PHILADELPHIA – Molecular biologist Jonathan Brody, Ph.D., assistant professor, Department of Surgery; and Gregory E. Goney, Ph.D., research assistant professor, and member of the Daniel Baugh Institute for Functional Genomics/Computational Biology in the Department of Pathology, Anatomy and Cell Biology at Jefferson Medical College of Thomas Jefferson University have been awarded a W.W. Smith Charitable Trust medical research grant. This one-year grant awards $100,000 to their group to help support their innovative cancer research, and one of the questions they will address is why African-Americans respond poorly to common chemotherapeutic agents used to treat pancreatic cancer. Another question this grant will address is what genes in cancer cells are regulated upon stressful conditions such as chemotherapeutic treatments..
Dr. Brody will use the funding to build upon his research involving a stress-response protein called Hu antigen R (HuR), which helps pancreatic tumor cells survive. Previously, Dr. Brody and his team have identified the molecular mechanism by which HuR regulates gemcitabine (a commonly used drug used to treat this disease). Recently, the team has discovered a unique DNA sequence alteration that resides in the HuR-interacting site of deoxycytidine kinase, the gemcitabine activating enzyme. This one base pair sequence change, also known as a polymorphism (SNP), is highly prevalent in the African-American population (over 65 percent); it is considerably less common in the Caucasian population (5 percent). From preliminary data, this sequence change may explain why African Americans respond poorly to standard of care therapy of pancreatic cancer.

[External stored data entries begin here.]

PR #1025, opened 2026-02-10
chore: Zero retry delay for response/error protocol tests

jbelkins:
## Description of changes
https://github.com/smithy-lang/smithy-swift/pull/1018 recently changed response & error protocol tests to use a client (with the appropriate mocks installed) to perform those protocol tests.

It was discovered that the error tests now include delay time associated with retry, which is irrelevant for the purposes of these tests and just delays their completion.  This change adds special retry strategy options to the client that set the delay to zero so that tests can finish immediately.

## Scope


Sources/SmithyTestUtil/ResponseTestUtil/ProtocolTestRetryStrategyOptions.swift
```diff
@@ -0,0 +1,23 @@
+//
+// Copyright Amazon.com Inc. or its affiliates.
+// All Rights Reserved.
+//
+// SPDX-License-Identifier: Apache-2.0
+//
+
+import struct Foundation.TimeInterval
+import struct SmithyRetriesAPI.RetryStrategyOptions
+import protocol SmithyRetriesAPI.RetryBackoffStrategy
```
jbelkins: Below are the retry strategy options to be used for protocol tests.

They're default settings, except that the delay is 0 seconds in all cases.

dayaffe (approved):

PR #1042, opened 2026-03-25
feat: Schema-based description & debug description for structs & unions

jbelkins:
## Description of changes

Note: there is a companion SDK branch https://github.com/awslabs/aws-sdk-swift/tree/jbe/schema_based_description that is the same content as the epic branch, so that this branch will build on CI.  There is no associated SDK PR.

- Provides a `StringSerializer` for printing a `SerializableShape` to a string, and redacting fields marked with the `smithy.api#sensitive` trait.  Behavior is checked with tests.
- Extends `SerializableStruct` with `CustomStringConvertible` and `CustomDebugStringConvertible` conformance, using the `StringSerializer` to create the (debug) description.
- Disables code-generation of `CustomDebugStringConvertible` conformance for schema-based clients

## Scope


smithy-swift-codegen/src/main/kotlin/software/amazon/smithy/swift/codegen/DirectedSwiftCodegen.kt
```diff
@@ -121,9 +122,11 @@ class DirectedSwiftCodegen(
...
         }
 
-        if (shape.hasTrait<SensitiveTrait>() || shape.members().any { it.isSensitive(model) }) {
-            writers.useShapeExtensionWriter(shape, "CustomDebugStringConvertible") { writer: SwiftWriter ->
-                CustomDebugStringConvertibleGenerator(symbolProvider, writer, shape, model).render()
+        if (!SerdeUtils.useSchemaBased(settings, model)) {
+            if (shape.hasTrait<SensitiveTrait>() || shape.members().any { it.isSensitive(model) }) {
+                writers.useShapeExtensionWriter(shape, "CustomDebugStringConvertible") { writer: SwiftWriter ->
+                    CustomDebugStringConvertibleGenerator(symbolProvider, writer, shape, model).render()
+                }
```
jbelkins: Don't code-generate a `CustomDebugStringConvertible` extension when the service is schema-based, since the extension on `SerializableStruct` will be used instead.

Sources/SmithySerialization/StringSerializer.swift
```diff
@@ -0,0 +1,157 @@
...
+import struct Smithy.SensitiveTrait
+import struct Smithy.ShapeID
+import protocol Smithy.SmithyDocument
+
+public class StringSerializer: ShapeSerializer {
+    public private(set) var string = ""
+    private var isFirstElement = true
+
+    private let interstitial = ", "
+    private let redacted = "[REDACTED]"
```
dayaffe: I think we currently use `CONTENT_REDACTED` should we keep that for consistency or was this intenally changed

Sources/SmithySerialization/Serialization/SerializableStruct.swift
```diff
@@ -5,6 +5,29 @@
...
+public extension SerializableStruct {
+
+    /// A written description of this type and its contents.
+    ///
+    /// Fields marked with the `sensitive` trait will be written to the description as "redacted".
+    var description: String {
+        let serializer = StringSerializer()
+        // Safe to try! here because StringSerializer never throws
+        // swiftlint:disable:next force_try
+        try! serialize(serializer)
```
dayaffe: in the future an update to the string serializer could cause it to throw? consider wrapping in a do/catch anyway but wont block on this

Sources/SmithySerialization/StringSerializer.swift
```diff
@@ -0,0 +1,157 @@
...
+    }
+
+    public func writeBlob(_ schema: Schema, _ value: Data) throws {
+        guard !isSensitive(schema) else { return }
+        string += "<\(value.count) bytes>"
+    }
+
+    public func writeTimestamp(_ schema: Schema, _ value: Date) throws {
+        guard !isSensitive(schema) else { return }
+        string += ISO8601DateFormatter().string(from: value)
```
dayaffe, line 125: nit: this would create a new formatter on each call consider creating a private static version that gets reused

dayaffe (approved):
Left a few comments to consider but nothing I feel we need to block on

Sources/SmithySerialization/StringSerializer.swift
jbelkins: You are correct, I will change the text used here to `CONTENT_REDACTED` as well.

Sources/SmithySerialization/Serialization/SerializableStruct.swift
jbelkins: I can put a try-catch here that logs some text asking the reader to file a bug.

Sources/SmithySerialization/StringSerializer.swift
jbelkins: https://developer.apple.com/documentation/foundation/iso8601dateformatter

I wrote it without a static date formatter because the `ISO8601DateFormatter` type is not `Sendable`, and a static value would break Swift 6 Language Mode compatibility.

jbelkins: Apple suggests using this type as an alternative, which is Sendable:
https://developer.apple.com/documentation/foundation/date/iso8601formatstyle

but it's not supported on our minimum platforms.

PR #422, opened 2017-01-06
Use fastcgi-php.conf snippet for nginx

vigneshgurusamy:


taylorotwell:
AFAIK nothing is broken in this area.

vigneshgurusamy:
@taylorotwell Sorry my bad. I have not explained about this PR.

In settler, `fastcgi_params` file is updated because of missing fastcgi parameter

```sh
fastcgi_param SCRIPT_FILENAME $request_filename
```

But it has been added in `fastcgi.conf` which is included in this snippet.

If we are using this snippet, **we don't need to update `fastcgi_params`** file in settler.

All homestead Nginx host files are using similar fastcgi configurations which are already present in this snippet. So I thought using this snippet will make it clean & consistent.

vigneshgurusamy:
@taylorotwell ping...

PR #424, opened 2017-01-09
Add MongoDb

studiomado:


sensorario:
+1

jordanramstad:
I would say since laravel does not use mongo in the core it might be best to keep this out of default homestead.

That being said the ability to support it I feel would be good, just that it might be best to somehow do it though add-ons rather then in the main package.

The reason I think this if its supported in the core it needs to be maintained in the core, and its one more application that will need to be tested/checked in every version on every OS/Provider.

Just my thoughts on it anyway.

svpernova09:
Thanks for the PR!

PR #430, opened 2017-01-19
Improve install sh scripts

martinssipenko:
- Touch after install completes, otherwise it might fail, and on next run `vagrant up --provision` it thinks that mariadb was installed
- dump command executions of install scripts
- exit if something fails during install
- init.sh should have `+x`


scripts/install-maria.sh
```diff
@@ -1,14 +1,15 @@
 
 # Check If Maria Has Been Installed
 
+set -e
+set -x
```
andrewhood125: Would love if these were documented. I think all but the most hardcore scripters remember all the flags.

andrewhood125: I'm in favor of leaving off `-x`.

martinssipenko: Possibly, I find it helpful when I can see which command exactly failed, if something fails. But happy to remove it if others think it's too verbose.

andrewhood125: Yeah it's great for debugging, but to the precedent set in other places in homestead is not to output unless there's a failure.

svpernova09:
```
set -e
set -x
```

This isn't something I'd want to do every run. I prefer to have as little red text scrolling past the user as possible. This could be something that's run behind a debug check. You'd have to check a debug flag in the `Homestead.yaml` and I'm not even sure how useful that would be for end users. (We haven't needed such extensive debugging so far, but doesn't mean we would never need it)

scripts/install-maria.sh
```diff
@@ -53,3 +55,5 @@ mysql --user="root" --password="secret" -e "GRANT ALL ON *.* TO 'homestead'@'0.0
 mysql --user="root" --password="secret" -e "GRANT ALL ON *.* TO 'homestead'@'%' IDENTIFIED BY 'secret' WITH GRANT OPTION;"
 mysql --user="root" --password="secret" -e "FLUSH PRIVILEGES;"
 service mysql restart
+
+touch /home/vagrant/.maria
```
svpernova09: This isn't a terrible idea, but we have root access when we're running these, lets drop this somewhere outside of `/home/vagrant`. This would be useful as it's own PR outside of the `set -e` as well.

svpernova09:
Going to close this, but open to another PR that implements ```Touch after install completes, otherwise it might fail, and on next run vagrant up --provision it thinks that mariadb was installed```

martinssipenko:
Ok, will do.
However, I agree with `set -x`, that it would dump a lot of output.
But having script to continue if one of it's commands fails is useless. I've personally had times when installing mariadb fails, and then i need to destroy and try again. without `set -e` moving touch is useless, because it would be executed even if above commands fail.

svpernova09:
```
But having script to continue if one of it's commands fails is useless
```

When I tested your branch, the script exited as you'd expect, but vagrant reported it as a long string (hashed I believe from running it from /vagrant) which was also a useless error to see. I'd rather see the error in the console from vagrant which will clue me into what actually failed

martinssipenko:
Ok, I'll try it out.

svpernova09:
```
I've personally had times when installing mariadb fails, and then i need to destroy and try again. without set -e moving touch is useless, because it would be executed even if above commands fail.
```

I understand, but there's only so many factors Homestead can account for. maybe move the touch to the last thing that happens?

martinssipenko:
@svpernova09 I tested the `install-maria.sh` script from this pull request with inserting `/bin/false` right before installing mariadb (around line 25), and the output of running `vagrant up` was..

```
...
==> homestead-7: Reading package lists...
==> homestead-7: Building dependency tree...
==> homestead-7: Reading state information...
went wrong.
```

Can you give an example to hashes you were mentioning above?

Otherwise, I think that the pull request in the current state would attempt to install maria/mongo if it failed.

"Our early findings are very exciting. It's our hope that further validation and exploration of this particular polymorphism may ultimately result in a simple test that could improve therapy and outcomes for African Americans with this deadly disease," said Dr. Brody.
A unique aspect of this work is the interdisciplinary team built by Dr. Gonye and Dr. Brody. Using genome-scale technologies in combination with computational analyses the team will identify not only specific molecular changes but the biological context those changes affect. "By applying systems biology approaches to HuR biology in the context of pancreatic cancer we will greatly improve our chances of identifying truly novel opportunities for intervention in this terrible disease." said Dr. Gonye. "I'd like to thank W.W. Smith Charitable Trust for supporting this 'out of the box' project in regards to pancreatic cancer and for seeing the potential clinical value in this research." added Dr. Brody.
Dr. Brody's research will hopefully lead to a better understanding and more targeted treatment therapies for pancreatic cancer. His team's research will address subtle genetic sequence alterations that are found commonly in ethnic patient populations; and will further explore HuR, a potent regulator of gene expression levels in pancreatic cancer cells. These are two very important aspects of cancer biology that are often underappreciated. Further exploring the recently discovered interaction between HuR and the enzyme responsible for common chemotherapeutic efficacy will aid in our goal to explore a genetic basis for why African-American cancer patients do not respond well to a cancer therapy. At the same time, new core signaling pathways or altered gene regulation may be discovered that disrupt cancer in cells. "We believe this work is unique and will eventually have a major impact on pancreatic cancer research and eventually the treatment of this devastating disease. We need to patiently do these careful basic studies first before moving into our patient samples and translating this work to the clinic." said Dr. Brody.
This research will hopefully provide seminal work for understanding ethnic disparities that exist in the treatment of cancer and will, at the same time, provide novel insights into how a normal cell becomes cancerous.